Immunohistochem- ical detection of Stat5 protein in ErbB4ΔIC-expressing mammary glands at 12-d postpartum. High magnification photomicrographs of expanded lobuloalveoli lacking detectable ErbB4ΔIC expression (A–C) or a different region of the same section containing condensed lobuloalveoli expressing high levels of ErbB4ΔIC protein (D–F). Sections were stained with hematoxylin/eosin (A and D), or stained by immunohistochemistry with rabbit serum negative control (B and E) or rabbit anti-Stat5 (C and F). Bar in D, 30 μm.

Figure 6

Coexpression of ErbB4 and Stat5a. 293T cells were transfected with various combinations of ErbB4 and Stat5 expression vectors and lysates of transfected cells were prepared 48 h posttransfection, as described in Materials and Methods. Immunoprecipitations were performed using ErbB4-specific (A–D) or Stat5-specific (E–H) antibodies. Immunoprecipitates were resolved by SDS-PAGE and the 7.5% acrylamide resolving gel was transferred to nitrocellulose. Western blot analysis was performed using antibodies to detect tyrosine phosphorylated proteins (A and E), ErbB4 (B and F), phospho-Stat5 (C and G), or Stat5 (D and H). Stat5 mutants were Stat5/R618V, a point mutation which ablates SH2 function, and Stat5/Y694F, which eliminates the regulatory Y694. Transfections were with empty vectors (lanes 1 and 7), ErbB4 alone (lanes 2 and 8), Stat5a alone (lanes 3 and 9), ErbB4 + Stat5a (lanes 4 and 10), ErbB4 + Stat5/R618V (lanes 5 and 11), and ErbB4 + Stat5/Y694F (lanes 6 and 12). Closed circles in A and E indicate the position of ErbB4 at ∼190 kD; open circles in D, E, and H indicate the position of Stat5a at ∼95 kD.

Figure 5

Immunohistochem- ical detection of Stat5 phosphorylated at Y694 in ErbB4ΔIC-expressing mammary glands at 12-d postpartum.

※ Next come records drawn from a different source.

PR #811, opened 2026-09-10
perf(mempool): reuse witness-free txids and computed transaction weight

metaphorics:
## Scope

One independent atomic commit, one file (`crates/mempool/src/entry.rs`), based on main `5070f377ecee293b9c7739d4a59d2bba47e10543`. No dependency on the separate bounded-page follow-up #809. No changes to the active encoder rewrite in #522.

## Remove repeated work in entry construction

1. Compute txid as before. When `Tx::has_witness()` is false, reuse those digest bytes for wtxid instead of serializing and double-hashing the same transaction again. Transactions with any witness stack still call the existing `Tx::wtxid()` implementation. A stack containing an empty item counts as witness; this distinction is tested.
2. Compute `Tx::weight()` once, retain it, and derive BIP141 vsize with the existing rounded-up division and u32 clamp. Calling `tx.vsize()` and then `tx.weight()` previously recomputed the same weight.

On the inspected primitives implementation, explicit counting-writer transaction traversals in the constructor fall from **five to three**. Witness-free construction also removes one complete transaction-ID double-hash computation. These are source-level work counts, **not measured CPU or throughput percentages**. LLVM code generation, the additional witness-presence check, and end-to-end benefit remain unmeasured.

Keep `Tx::weight()` as the weight owner: no second weight formula, new persistent cache, mutable metadata, unsafe code, dependency, public API, schema, default, or consensus-validation change. Policy-adjusted vsize, fee/ancestor/descendant accounting, payload Arc identity, and sigop handling are unchanged.

## Independent references and new tests

BIP141, Specification / Transaction ID and Additional definitions / Transaction size calculations: https://bips.dev/141/ . BIP144, Serialization and Hashes: https://bips.dev/144/ .

Add three native regression functions:

- Seven independent wire vectors covering witness-free, an empty witness item, witness only in the second input, every weight-rounding residue, a 253-byte witness item, and a 253-item witness stack. Check txid, wtxid, size, weight, vsize and payload identity.
- Policy sizes 0/1/999/u32::MAX remain separate from BIP141 vsize, with fee and ancestor/descendant fields preserved.
- Existing raw zero-input/zero-output construction semantics remain intact; this is not claimed to be valid transaction admission.

Golden values come from a separate Python `struct`/`hashlib` BIP wire encoder, not the candidate or baseline Rust methods. All seven share stripped size 103 and txid `9e3f408ee773b8b6473f7cc02cbdef80644f916cee3981ee0704e279b7cdc6dc`. Full sizes are 103/108/109/110/111/365/362; weights are 412/417/418/419/420/674/671.

Reproduce the golden vectors independently:

```python
import hashlib, struct

def compact(n):
    if n < 253: return bytes([n])
    if n <= 0xffff: return b'\xfd' + struct.pack('<H', n)
    if n <= 0xffffffff: return b'\xfe' + struct.pack('<I', n)
    return b'\xff' + struct.pack('<Q', n)

def script(b): return compact(len(b)) + b

def stack(items):
    return compact(len(items)) + b''.join(script(x) for x in items)

def digest(b):
    return hashlib.sha256(hashlib.sha256(b).digest()).digest()[::-1].hex()

vin = (b'\x11' * 32 + struct.pack('<I', 0) + script(b'\x51')
       + struct.pack('<I', 0xfffffffe)
       + b'\x22' * 32 + struct.pack('<I', 7) + script(b'')
       + struct.pack('<I', 0xffffffff))
body = b'\x02' + vin + b'\x01' + struct.pack('<Q', 1000) + script(b'\x51')
prefix, suffix = struct.pack('<i', 2), struct.pack('<I', 9)
base = prefix + body + suffix
cases = [([], []), ([b''], []), ([], [b'\xaa']),
         ([], [b'\xaa' * 2]), ([], [b'\xaa' * 3]),
         ([b'', b'\xbb' * 253], [b'']), ([], [b''] * 253)]
for witnesses in cases:
    full = (prefix + b'\x00\x01' + body
            + b''.join(stack(x) for x in witnesses) + suffix
            if any(witnesses) else base)
    weight = 3 * len(base) + len(full)
    print(digest(base), digest(full), len(full), weight, (weight + 3) // 4)
```

## Executed preparation evidence

- Reconstructed current-main source verified against Git blob `b8631f813b8d201f5d1cd7c74d500f6d3804b0a2`.
- Published candidate blob exactly matches local reviewed content: `697de05e3e583b6e85e7caa1c68bc56501322e53`.
- The independent encoder above was executed and generated the seven checked-in tuples. Eighteen separate arithmetic boundary cases checked rounded vsize equivalence with saturation/clamping, including u64 limits.
- Whitespace and reverse-patch checks passed; GitHub comparison confirms one commit and only this file changed. No force-push or main mutation.

**Not executed:** the Rust tests, native constructor benchmarks, rustfmt, Clippy, full owner gates or workspace tests. The preparation environment has no Cargo/rustc. Explicit pinned test and Clippy command attempts fail at launch with `[Errno 2] No such file or directory: 'cargo'`; this is BLOCKED, not a pass. AGENTS.md's required pre-publication Clippy proof remains unsatisfied and is disclosed rather than waived.

## Before ready/merge

```
cargo +1.95.0 test --locked -p bitcoin-rs-mempool --lib wire_metadata_tests
cargo +1.95.0 test --locked --release -p bitcoin-rs-mempool --lib
cargo +1.95.0 clippy --locked -p bitcoin-rs-mempool --all-targets -- -D warnings
cargo +1.95.0 fmt --all -- --check
```

Run the applicable constraint/owner gates and paired baseline/candidate constructor measurements on witness-free, mixed-witness and large-input/large-witness workloads. Record pinned compiler, CPU, input identity, repeated timing and allocations before asserting a measured performance gain. Keep this PR draft until native acceptance evidence exists.

---
## Summary by cubic
Reduces repeated work in `MempoolEntry` construction by reusing the txid as the wtxid for witness-free transactions and computing transaction weight once instead of twice. Adds a paired benchmark example comparing the new constructor against the original.

**Refactors**
- Witness-free txs skip the second transaction-ID double-hash; any witness stack (even an empty item) still uses `Tx::wtxid()`.
- Centralizes BIP141 vsize derivation in `Tx::vsize_from_weight`, shared by `Tx::vsize` and `MempoolEntry::new`.
- Documents the raw zero-input entry contract in `CONSTRAINTS.md`.
- Adds seven BIP141/BIP144 wire vectors, policy-size preservation checks, and raw empty-entry coverage with golden values from an independent Python encoder.
- Adds `entry_construction_bench`, a release-only paired sample of the new and original constructors across witness-free and mixed-witness fixtures.

<sup>Written for commit 9a835b45f547da2fdc3d522762207740c645aa87. Summary will update on new commits.</sup>

<a href="https://cubic.dev/pr/gosuda/bitcoin-rs/pull/811?utm_source=github" target="_blank" rel="noopener noreferrer" data-no-image-dialog="true"><picture><source media="(prefers-color-scheme: dark)" srcset="https://www.cubic.dev/buttons/review-in-cubic-dark.svg"><source media="(prefers-color-scheme: light)" srcset="https://www.cubic.dev/buttons/review-in-cubic-light.svg">Review in cubic</picture></a>

### DIFF
--- a/CONSTRAINTS.md
+++ b/CONSTRAINTS.md
@@ -127,3 +127,11 @@ probe failure exits with status 7, and an insufficient-space check exits with
 status 1. Every setup failure removes the temporary staging directory and does
 not attempt the clone. `scripts/tests/test_import_qa_assets.py`
 `SetupFailureTests` is the regression suite for this contract.
+
+## Raw zero-input mempool entry contract
+
+`MempoolEntry::new` accepts a raw default transaction for compatibility with
+callers that construct entries before admission. For `Tx::default()` it must
+preserve the metadata values `(size, weight, bip141_vsize) = (10, 40, 10)`,
+use the txid as the wtxid, and produce a zero fee rate. The regression test is
+`crates/mempool/src/entry.rs::raw_empty_entry_keeps_zero_input_behavior`.
--- a/crates/mempool/examples/entry_construction_bench.rs
+++ b/crates/mempool/examples/entry_construction_bench.rs
@@ -1,0 +1,127 @@
+//! Paired `MempoolEntry` construction benchmark against main `ff965032`.
+//!
+//! Run with `cargo run --locked --release -p bitcoin-rs-mempool
+//! --example entry_construction_bench`. Fixtures exercise serialization cost,
+//! not admission validity. Samples are not a performance acceptance gate.
+#![allow(clippy::expect_used)]
+
+use std::sync::Arc;
+
+use bitcoin_rs_mempool::MempoolEntry;
+use bitcoin_rs_primitives::{OutPoint, Tx, TxIn, TxOut};
+use bitcoin_rs_script::count_tx_legacy;
+
+fn fixture(inputs: usize, script_len: usize, witness_len: Option<usize>) -> Tx {
+    let mut tx = Tx {
+        version: 2,
+        inputs: vec![
+            TxIn {
+                previous_output: OutPoint::default(),
+                script_sig: vec![0x51; script_len],
+                sequence: 0xffff_fffd,
+                witness: Vec::new(),
+            };
+            inputs
+        ],
+        outputs: vec![TxOut {
+            value: 1_000,
+            script_pubkey: vec![0x51; script_len],
+        }],
+        lock_time: 42,
+    };
+    if let Some(length) = witness_len {
+        // Witness only on the last input also exercises mixed transactions.
+        let input = tx.inputs.last_mut().expect("witness fixture input");
+        input.witness = vec![vec![0x55; length]];
+    }
+    tx
+}
+
+// Exact original constructor, benchmark-only; no production compatibility path.
+fn baseline_entry(tx: Arc<Tx>, vsize: u32, fee: u64, time: u64, height: u32) -> MempoolEntry {
+    let own_size = u64::from(vsize);
+    let txid = tx.txid();
+    let wtxid = tx.wtxid();
+    let bip141_vsize = u32::try_from(tx.vsize()).unwrap_or(u32::MAX);
+    let size = u32::try_from(tx.total_size()).unwrap_or(u32::MAX);
+    let weight = tx.weight();
+    let sigop_cost = count_tx_legacy(&tx);
+    MempoolEntry {
+        tx,
+        txid,
+        wtxid,
+        vsize,
+        bip141_vsize,
+        size,
+        weight,
+        sigop_cost,
+        fee,
+        fee_rate: fee_rate(fee, own_size),
+        fee_delta: 0,
+        ancestor_size: own_size,
+        ancestor_fee: fee,
+        ancestor_fee_delta: 0,
+        descendant_size: own_size,
+        descendant_fee: fee,
+        descendant_fee_delta: 0,
+        time,
+        height,
+    }
+}
+
+const fn fee_rate(fee: u64, vsize: u64) -> u64 {
+    if vsize == 0 {
+        return 0;
+    }
+    fee.saturating_mul(1_000) / vsize
+}
+
+fn main() {
+    use std::hint::black_box;
+    use std::time::Instant;
+
+    assert!(!cfg!(debug_assertions), "run this benchmark with --release");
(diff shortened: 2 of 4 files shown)


metaphorics:
## Paired constructor benchmark added; native acceptance still unverified

Pushed `5a5fe8a5ff886a67b61f3a17f181dae08163b9b7`, adding only `crates/mempool/examples/entry_construction_bench.rs`. The benchmark file remains unchanged at subsequent head `7426aebeb5d3baf5612ea9c5db3b38f2f6c3383e`: read-back blob `0180ddeacdff5f6b8ca4f152c6f727578914c9ad` matches the local prepared source. Existing metadata code, golden tests, and the concurrent `Tx::vsize_from_weight`/contract changes were preserved, not overwritten. The original description's one-commit/one-file count describes the earlier head, not the now-expanded PR.

The executable compares the original `ff965032` constructor against production `MempoolEntry::new`, with 1/8/128 inputs and absent or last-input witness. Each of the six fixture shapes checks txid, wtxid, size, weight and BIP141 vsize equality before timing. It warms both arms, alternates order across seven pairs, uses black_box, and emits raw nanoseconds and iteration counts. Fixtures exercise construction cost, not admission validity.

```
cargo +1.95.0 run --locked --release -p bitcoin-rs-mempool --example entry_construction_bench
cargo +1.95.0 clippy --locked -p bitcoin-rs-mempool --all-targets -- -D warnings
```

Additional executed evidence: all seven previously checked-in wire-vector tuples were independently reproduced with Python struct/hashlib. Local whitespace checks passed. These are not native Rust tests. Both commands above, and pinned rustfmt, fail at launch here because `cargo` is absent; no constructor timing samples or Clippy pass exist from this environment. Same-binary microbenchmark samples also do not replace allocation/RSS measurements or independently built baseline/candidate end-to-end comparisons.

At the checked head, CI remains queued/pending. The PR was marked ready outside this work; that status change is not native acceptance evidence, and no merge or readiness transition was performed here. Compiler, owner-gate, and measured performance acceptance remain outstanding.

PR #818, opened 2026-09-10
perf(consensus): remove block-fact reserialization and redundant witness hashing

metaphorics:
## Status

Draft optimization candidate. Rust compilation, Clippy and matched performance evidence are still required. **No measured speedup, full-kernel equivalence, or readiness-for-merge claim.** Follow-up to the now-merged #798; its witness-validation fixes and review changes are preserved.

High magnification representations of expanded lobuloalveoli lacking detectable ErbB4ΔIC expression (A–C) or a different region of the same section containing condensed lobuloalveoli expressing high levels of ErbB4ΔIC protein (D–F). Sections were stained with hematoxylin/eosin (A and D), or stained by immunohistochemistry with antiphospho-Stat5 antibody preadsorbed with peptide immunogen and counterstained with methyl green (B and E), or phospho-Stat5 antibody without counterstain (C and F). Bar in D, 30 μm.